_EXERCISE INSTRUCTIONS:_ In the entries below, find every line with the string "where" and copy it.

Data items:
"""

PR #284, opened 2016-09-07
[6.5.x] RHBRMS-2055: XLS Decision Table conversion fails to convert some elements

manstis:
See https://issues.jboss.org/browse/RHBRMS-2055

(cherry picked from commit 2396a93db3edc2b7db4562a7f6d44224b58f3126)

This is the corollary of https://github.com/droolsjbpm/drools-wb/pull/282 for 6.5.x.


csadilek:
+1

PR #287, opened 2016-09-09
GUVNOR-2673 Default ExceptionHandler that pops up any uncaught RuntimeException

mcimbora:


manstis:
-1 (following a quick review.. I'd expressly asked for uberfire's ```DefaultErrorCallback``` *NOT* to be replaced... Need to look at this (and the others in more detail - Monday).

csadilek:
@manstis DefaultErrorCallback is still here, unchanged. This should not result in a change in behaviour.

csadilek:
@manstis maybe this line is what you didn't see: https://github.com/droolsjbpm/kie-wb-common/pull/462/files#diff-a16fcaf1425005de11fd05cffed014c7R66

manstis:
@csadilek @mcimbora Yes, that is what I did not see (with my quick review).

OK.. if you need this before Monday (when I'll look properly) perhaps @csadilek will +1 and merge them all.

manstis:
@mcimbora @csadilek Can this be merged? IIRC I saw on IRC some comment that ```@UncaughtExceptionHandler``` was not working as expected should an ```Exception``` be thrown in a ```@AfterInitialisation``` annotated method?

manstis:
+1 to merge.

Thanks for the explanation (and pointers) @csadilek

PR #288, opened 2016-09-10
[UF-403] Fork and Mirror

adrielparedes:
The goal is to have the possibility to fork any git repository inside the niogit directory.
To complete the goal we need:

* Separate git repositories into different directories. Those directories are named like the Organizational Units.
* Create a Fork command that copy all the content of the repository to fork and add the reference to the internal path of the origin repository.
* Write information about fork so we can track where those forks are, how many forks has those repositories, etc.

### DIFF
--- a/drools-wb-webapp/src/main/java/org/drools/workbench/client/perspectives/AdministrationPerspective.java
+++ b/drools-wb-webapp/src/main/java/org/drools/workbench/client/perspectives/AdministrationPerspective.java
@@ -24,6 +24,7 @@ import org.drools.workbench.client.resources.i18n.AppConstants;
 import org.guvnor.asset.management.client.editors.repository.wizard.CreateRepositoryWizard;
 import org.guvnor.common.services.shared.security.AppRoles;
 import org.guvnor.structure.client.editors.repository.clone.CloneRepositoryPresenter;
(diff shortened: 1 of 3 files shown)


manstis:
ok to test

manstis:
The [PR](https://github.com/droolsjbpm/guvnor/pull/361) (in guvnor) has lead to failure of many tests in ```drools-wb``` (and consequentially I also expect in other modules that have tests for indexing).

adrielparedes:
@manstis where can I find BaseIndexingTest? I need to change something there about internal git path (all this because of a uberfire change)

manstis:
@adrielparedes Hello, you can find it [here](https://github.com/droolsjbpm/kie-wb-common/blob/master/kie-wb-common-services/kie-wb-common-refactoring/kie-wb-common-refactoring-backend/src/test/java/org/kie/workbench/common/services/refactoring/backend/server/BaseIndexingTest.java).

adrielparedes:
@manstis I'm not adding the ForkPresenter/View so I'm going to close this PR because is not necessary anymore. Are you ok with that?

manstis:
@adrielparedes I am OK with closing this PR.

PR #923, opened 2018-09-06
[AF-1528] Servlet ContextListener deployer 

desmax74:
Enabled the Servlet listener to deploy jars during the startup of the webapp


desmax74:
https://github.com/kiegroup/appformer/pull/450

@porcelli @jhrcek @domhanak

porcelli:
Servlet container automatically picks the `@WebListener` annotation, you don't need declare it in web.xml

desmax74:
@porcelli we are using a web.xml with servlet 2.5

porcelli:
its likely just a left over from an old upgrade, we should just update the servlet reference, but quite sure WF/EAP will pickup based on annotation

"""

_TASK OUTPUT:_
* Write information about fork so we can track where those forks are, how many forks has those repositories, etc.
@manstis where can I find BaseIndexingTest? I need to change something there about internal git path (all this because of a uberfire change)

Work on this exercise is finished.